2. Wrap with tomatoes, onions, jalapenos and meat
A wrap with fresh vegetables and lean meat provides a low-calorie, nutrient-rich option. Vegetables contain high amounts of fiber, which aids digestion, while lean meat provides essential protein. The capsaicin present in jalapeños boosts metabolism, as confirmed by a study in the American Journal of Clinical Nutrition, which found that capsaicin increases fat oxidation.
-Tip: Choose whole-grain wraps for extra fiber.
3. Oatmeal Bowl with Protein Powder, Chia Seeds, and Chocolate Chips
Oatmeal is a high-fiber, slow-digesting carbohydrate that maintains energy. Protein powder promotes muscle recovery and satiety, chia seeds provide omega-3 fatty acids and fiber, and a small amount of dark chocolate chips can curb sweet cravings without adding too many calories. A study in the Journal of Nutrition highlights how dietary fiber from oats can improve satiety and reduce calorie consumption.
-Tip: Use unsweetened cocoa chips for fewer calories.
4. A plate of salad, boiled eggs, fruits and chicken
This food is a powerhouse of nutrients, including lean protein and fiber-rich produce. Protein from eggs and chicken helps build muscle, while fiber from fruits and vegetables promotes fullness.
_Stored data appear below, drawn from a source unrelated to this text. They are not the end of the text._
PR #584, opened 2020-09-05
wallet page tweaks

johnkuney:
specifying operating systems for the desktop wallets and making the sidebar anchor link to corresponding wallet sections

### DIFF
--- a/v2/src/components/sidebar/sidebar.js
+++ b/v2/src/components/sidebar/sidebar.js
@@ -7,23 +7,9 @@ const Sidebar = ({ content, title, link }) => {
     <Col md={4}>
       <div className={Sidebarstyle.card}>
         <h3>{title}</h3>
-        {link &&
-          content.map(item => (
-            <Row className={Sidebarstyle.cardIconRow}>
-              <a href={item.link}>
-                <Col xs={3} className={Sidebarstyle.cardIcon}>
-                  {item.icon}
-                </Col>
-                <Col xs={9} className={Sidebarstyle.cardIconText}>
-                  <h4>{item.title}</h4>
-                  <p>{item.paragraph}</p>
-                </Col>
-              </a>
-            </Row>
-          ))}
-        {!link &&
-          content.map(item => (
-            <Row className={Sidebarstyle.cardIconRow}>
+        {content.map(item => {
+          let tile = (
+            <>
               <Col xs={3} className={Sidebarstyle.cardIcon}>
                 {item.icon}
               </Col>
@@ -31,8 +17,13 @@ const Sidebar = ({ content, title, link }) => {
                 <h4>{item.title}</h4>
                 <p>{item.paragraph}</p>
               </Col>
-            </Row>
-          ))}
+            </>
+          )
+          if (item.link) {
+            tile = <a href={item.link}>{tile}</a>
+          }
+          return <Row className={Sidebarstyle.cardIconRow}>{tile}</Row>
+        })}
       </div>
     </Col>
   )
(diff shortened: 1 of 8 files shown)


v2/src/components/sidebar/sidebar.js
```diff
@@ -2,14 +2,28 @@ import React from "react"
...
     <Col md={4}>
       <div className={Sidebarstyle.card}>
         <h3>{title}</h3>
-        {content.map((item, i) => {
-          return (
-            <Row key={i} className={Sidebarstyle.cardIconRow}>
+        {link &&
+          content.map(item => (
+            <Row className={Sidebarstyle.cardIconRow}>
+              <a href={item.link}>
```
deadalnix, line 13: This seem to be the only difference between the two. You can make the function in the map a bit simpler instead.

```
content.map(item => {
    let tile = (<>
                <Col xs={3} className={Sidebarstyle.cardIcon}>
                  {item.icon}
                </Col>
                <Col xs={9} className={Sidebarstyle.cardIconText}>
                  <h4>{item.title}</h4>
                  <p>{item.paragraph}</p>
                </Col>
    </>)

    if (item.link) {
      tile = <a href={item.link}>{tile}</a>
    }

    return             <Row className={Sidebarstyle.cardIconRow}>{tile}</Row>
  }
}
```

v2/src/pages/wallets.js
```diff
@@ -110,6 +116,7 @@ const WalletsPage = () => {
               "What kind of wallet should I use?",
               "sidebar title 'wallets' page"
             )}
+            link={true}
```
deadalnix, line 119: This is not necessary.

v2/src/pages/wallets.js
```diff
@@ -125,7 +132,7 @@ const WalletsPage = () => {
         <FeaturedTiles tiles={featuredWallets} md={6} />
       </Container>
       <Container>
-        <h2 className="centerh2">
+        <h2 className="centerh2" id={"mobile-wallets"}>
```
deadalnix, line 135: You don't need curly braces.

v2/src/pages/wallets.js
```diff
@@ -140,33 +147,33 @@ const WalletsPage = () => {
         </Tabs>
       </Container>
       <Container>
-        <h2 className="centerh2">
+        <h2 className="centerh2" id={"desktop-wallets"}>
```
deadalnix, line 150: dito

deadalnix (changes requested):

deadalnix:
In general, you want to split your patches so that they do one thing. This does two (anchor links and proper OS support for desktop wallets) meaning both will have to be good before any land.

v2/src/components/sidebar/sidebar.js
johnkuney: Ah nice, yeah thats a cool way to do it. Updated

v2/src/pages/wallets.js
johnkuney: removed

v2/src/pages/wallets.js
johnkuney: fixed

v2/src/pages/wallets.js
johnkuney: fixed

v2/src/components/sidebar/sidebar.js
```diff
@@ -2,23 +2,27 @@ import React from "react"
 import { Row, Col } from "react-bootstrap"
 import Sidebarstyle from "./sidebar.module.css"
 
-const Sidebar = ({ content, title }) => {
+const Sidebar = ({ content, title, link }) => {
```
deadalnix, line 5: link is not used anymore

deadalnix (changes requested):
You missed a detail, but overall, LGTM

v2/src/components/sidebar/sidebar.js
johnkuney: grrr good catch. Fixed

Research in the British Journal of Nutrition found that high-protein meals improve satiety and aid fat loss.
– Tip: Dress your salad with olive oil or lemon juice instead of calorie-heavy dressings.
5. Sweet Potatoes with Mincemeat, Tomato, Onion and Pepper
This food provides a mix of carbohydrates, proteins and essential nutrients. Sweet potatoes are low in calories and rich in fiber, which helps in digestion. Chillies contain thermogenic compounds that boost metabolism. A study in the European Journal of Clinical Nutrition showed that a diet rich in fiber from sources such as sweet potatoes contributes to weight management.
– Tip: Bake or roast sweet potatoes instead of frying them.
6. Tofu and Fish
Tofu and fish are excellent sources of protein and healthy fats. Tofu is low in calories and provides plant-based protein, while fish like salmon are rich in omega-3 fatty acids that promote fat loss and support heart health. A study published in PLOS One confirmed that omega-3 fatty acids increase fat metabolism and reduce waist circumference.
– Tip: Instead of frying them, grill or steam them.